Dengan kata lain, kebijakan THR dan gaji ke-13 untuk golongan tersebut bergantung keputusan Jokowi.
“Untuk pejabat negara, nanti bapak presiden akan menetapkan seperti apa, menteri, DPR, dan para pejabat termasuk eselon I dan eselon II. Jadi dalam hal ini kami akan menyampaikan kepada presiden, presiden minta kalkulasinya difinalkan agar nanti diputuskan dalam sidang kabinet dalam sidang kabinet dalam minggu-minggu ke depan," katanya.

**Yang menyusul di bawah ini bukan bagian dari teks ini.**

PR #455, opened 2018-02-01
Prevent pupil from logging in when check start date is in the future

GeorgeChatzigiannis:


admin/services/check-start.service.js
```diff
@@ -21,6 +21,10 @@ const checkStartService = {
     const checkForm = await checkFormService.allocateCheckForm()
     const checkWindow = await checkWindowDataService.sqlFindOneCurrent()
 
+    if (checkWindow && moment(checkWindow.checkStartDate).isAfter(moment.utc())) {
```
jon-shipley: This will return a 500 server error.  Isn't logging in too early a client error and should result in a 4xx code?  Or perhaps server temporarily unavailable `503`?

We also need to check that the check-window has not ended. this is also an error, but a more permanent one.

I'm thinking that this check needs it's own service and service call.

admin/controllers/questions.js
```diff
@@ -23,6 +24,12 @@ const getQuestions = async (req, res) => {
   } catch (error) {
     return apiResponse.unauthorised(res)
   }
+
+  try {
+    await checkWindowService.isLogInAllowed()
```
jon-shipley: `Login` is usually one word

admin/controllers/questions.js
```diff
@@ -23,6 +24,12 @@ const getQuestions = async (req, res) => {
...
+  } catch (error) {
+    return apiResponse.sendJson(res, 'Forbidden', 403)
```
jon-shipley: 👌

admin/spec/service/check-window.service.spec.js
```diff
@@ -189,5 +189,31 @@ describe('check-window.service', () => {
...
+        try {
+          await service.isLogInAllowed()
+        } catch (error) {
+          fail('not expected to throw')
+        }
+        done()
+      })
+      it('should disallow pupil to login if outside of range', async (done) => {
+        spyOn(checkWindowDataService, 'sqlFindOneCurrent').and.returnValue({
+          checkStartDate: moment.utc().add(1, 'days'),
```
jon-shipley: I think there needs to be two tests here - 1 for the check start being out of range and 1 for the check end?

admin/spec/service/check-window.service.spec.js
```diff
@@ -189,5 +189,31 @@ describe('check-window.service', () => {
...
+          checkEndDate: moment.utc().subtract(1, 'days')
+        })
+        try {
+          await service.isLogInAllowed()
```
jon-shipley: You need to `fail()` here if it doesn't throw

admin/controllers/questions.js
```diff
@@ -31,6 +32,12 @@ const getQuestions = async (req, res) => {
     await pupilLogonEventService.storeLogonEvent(null, schoolPin, pupilPin, false, 401, 'Unauthorised')
     return apiResponse.unauthorised(res)
   }
+
+  try {
+    await checkWindowService.isLoginAllowed()
```
GuyHarwood: this will prevent anyone from using the system unless there is an active and current check window.

Can you think of any situation where this might be a problem?

GeorgeChatzigiannis: @GuyHarwood based on our discussion now separate errors are being thrown based on the scenario

admin/spec/service/check-window.service.spec.js
```diff
@@ -189,5 +189,45 @@ describe('check-window.service', () => {
...
+      it('should disallow pupil to login if checkEndDate is in the past', async (done) => {
+        spyOn(checkWindowDataService, 'sqlFindOneCurrent').and.returnValue({
+          checkStartDate: moment.utc().subtract(3, 'days'),
+          checkEndDate: moment.utc().subtract(2, 'days')
+        })
+        try {
+          await service.isLoginAllowed()
+          fail('not expected to throw')
+        } catch (error) {
+          expect(error.message).toBe('Pupil not allowed to log in')
```
GuyHarwood: i think we have misunderstood the discussion here - the point of this extra work was to indicate why they cannot login.

so instead of just `Pupil not allowed to log in` can we indicate....
- `There is no active check window`
- `The active check window has expired`
- `The active check window has not started`
These actual messges should be checked with the BAs.  if they dont want them shown to the pupil, at least store them via winston so when debugging you have a clear indication of why they cannot login

GeorgeChatzigiannis: @GuyHarwood the code you were commenting on is outdated. If you check the latest commit I made yesterday there are tests to indicate `The active check window has expired` and `The active check window has not started`.
The only part that is missing is detection of no active check window which I will cover now.

GuyHarwood: strange, i clicked on 'view changes'.

thanks for the heads up, looks much better 👍

GeorgeChatzigiannis: Yea conversation tab can be misleading sometimes in terms of latest code state.
Btw updated

admin/spec/service/check-window.service.spec.js
```diff
@@ -189,5 +189,55 @@ describe('check-window.service', () => {
...
+          checkEndDate: moment.utc().add(1, 'days')
+        })
+        try {
+          await service.isLoginAllowed()
+        } catch (error) {
+          fail('not expected to throw')
+        }
+        done()
+      })
+      it('should disallow pupil to login if there is now active window', async (done) => {
```
jon-shipley: spelling? s/now/no/ ?

admin/spec/service/check-window.service.spec.js
```diff
@@ -189,5 +189,55 @@ describe('check-window.service', () => {
...
+        spyOn(checkWindowDataService, 'sqlFindOneCurrent').and.returnValue(Promise.resolve({}))
+        try {
+          await service.isLoginAllowed()
+          fail('not expected to throw')
+        } catch (error) {
+          expect(error.message).toBe('There is no active check window')
+        }
+        done()
```
jon-shipley: You know, as we are not using callbacks, there is no need for `done` to be here.  `await` removed the need for it.

admin/spec/service/check-window.service.spec.js
```diff
@@ -189,5 +189,55 @@ describe('check-window.service', () => {
...
+      })
+      it('should disallow pupil to login if checkStartDate is in the future', async (done) => {
```
jon-shipley: It might be clearer to say something like 'it should prevent pupils logging in  if checkStartDate is in the future'  or you could go with what you have with small change '...disallow pupils logging in...'

admin/spec/service/check-window.service.spec.js
```diff
@@ -189,5 +189,55 @@ describe('check-window.service', () => {
...
+        spyOn(checkWindowDataService, 'sqlFindOneCurrent').and.returnValue(Promise.resolve({
+          checkStartDate: moment.utc().add(1, 'days'),
+          checkEndDate: moment.utc().add(2, 'days')
+        }))
+        try {
+          await service.isLoginAllowed()
+          fail('not expected to throw')
+        } catch (error) {
+          expect(error.message).toBe('The active check window has not started')
```
jon-shipley: I find it odd to refer to the check window being "active" when it has not started.  Perhaps just "There is no open check window" would be clearer.   

Even more odd, is that `checkWindowDataService.sqlFindOneCurrent` would return a checkWindow that is not open, as I would expect it to return null| undefined if there wasn't a current active check Window.

admin/spec/service/check-window.service.spec.js
```diff
@@ -189,5 +189,55 @@ describe('check-window.service', () => {
...
+        }
+        done()
+      })
+      it('should disallow pupil to login if checkEndDate is in the past', async (done) => {
+        spyOn(checkWindowDataService, 'sqlFindOneCurrent').and.returnValue(Promise.resolve({
```
jon-shipley: Are you sure that `sqlFindOneCurrent` will even return a checkWindow from the past?  It wouldn't be current if it did...

admin/spec/service/check-window.service.spec.js
GeorgeChatzigiannis: @jon-shipley done

admin/spec/service/check-window.service.spec.js
GeorgeChatzigiannis: @jon-shipley i thought I had them removed. Guess I didn't. Updated

admin/spec/service/check-window.service.spec.js
GeorgeChatzigiannis: @jon-shipley now->now fixed

admin/services/data-access/check-window.data.service.js
```diff
@@ -230,6 +230,23 @@ const checkWindowDataService = {
       ))
     }
     return Promise.all(inserts)
+  },
+  /**
+   * Find active check windows
+   * @return {Object}
+   */
+  sqlFindActiveCheckWindows: async () => {
+    const sql = `SELECT * FROM ${sqlService.adminSchema}.${table}
```
jon-shipley: Please format SQL so it is readable.

admin/spec/controllers/questions.spec.js
```diff
@@ -274,5 +283,21 @@ describe('Questions controller', () => {
...
     })
+    it('returns error if the checkWindow service throws', async (done) => {
+      const req = goodReq
+      const controller = setupController({
+        'check-window.service.hasActiveCheckWindow': function () { return Promise.reject(new Error('a mock')) }
+      })
+      try {
+        await controller.getQuestions(req, res)
+      } catch (error) {
+        expect('questions controller not to').toBe('error')
```
jon-shipley: This should be a fail() call please

admin/spec/controllers/questions.spec.js
```diff
@@ -274,5 +283,21 @@ describe('Questions controller', () => {
...
+        done()
```
jon-shipley: Do you need this `done()`.  Won't it make the callback but carry on execution anyway?

admin/spec/service/check-window.service.spec.js
```diff
@@ -189,5 +189,25 @@ describe('check-window.service', () => {
...
+        } catch (error) {
+          fail('not expected to throw')
+        }
+        done()
+      })
+      it('it should disallow pupil to login if there are no active windows', async () => {
+        spyOn(checkWindowDataService, 'sqlFindActiveCheckWindows').and.returnValue([])
+        try {
+          await service.hasActiveCheckWindow()
+          fail('not expected to throw')
```
GuyHarwood: i think this should be `expected to throw` ?

admin/services/check-window.service.js
```diff
@@ -100,6 +101,19 @@ const checkWindowService = {
...
+  /**
+   * Check if pupil is allowed to log in
+   * @param pupilId
+   */
+
+  hasActiveCheckWindow: async (pupilId) => {
+    const currentCheck = await checkDataService.sqlFindOneForPupilLogin(pupilId)
+    const hasCheck = currentCheck && Object.keys(currentCheck).length > 0
+    if (!hasCheck) throw new Error(`There is no check record for pupil id ${pupilId}`)
+    const activeCheckWindow = await checkWindowDataService.sqlFindActiveCheckWindows(currentCheck.checkWindow_id)
```
jon-shipley: According to our preferred naming scheme as this function does not have a `one` in it I suspect it returns an array rather than an object.

admin/services/data-access/check-window.data.service.js
```diff
@@ -230,6 +230,34 @@ const checkWindowDataService = {
       ))
     }
     return Promise.all(inserts)
+  },
+  /**
+   * Find active check windows
+   * @param checkWindowId
+   * @return {Object}
+   */
+  sqlFindActiveCheckWindows: async (checkWindowId) => {
```
jon-shipley: Name is plural suggesting an array but return val is a single object.  Suggest calling it `sqlFindOneActiveCheckWindow` instead, or going for plural and returning the array.

GeorgeChatzigiannis: @jon-shipley updated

Sri Mulyani sebelumnya mengatakan, akan mengkaji kebijakan THR dan gaji ke-13 PNS di tengah penurunan pendapatan negara akibat Covid-19. Pasalnya, APBN 2020 tengah difokuskan untuk penanggulangan virus corona.
"Presiden meminta kajian untuk pembayaran THR dan gaji ke-13, apakah perlu dipertimbangkan lagi, mengingat beban negara meningkat," ujar Sri Mulyani.
Sesuai Inpres Nomor 4 tahun 2020, kata Sri Mulyani, seluruh kementerian/lembaga (K/L) diminta melakukan refocusing anggaran untuk Covid-19. Tak hanya pusat, APBD juga akan dipantau oleh Kementerian Dalam Negeri.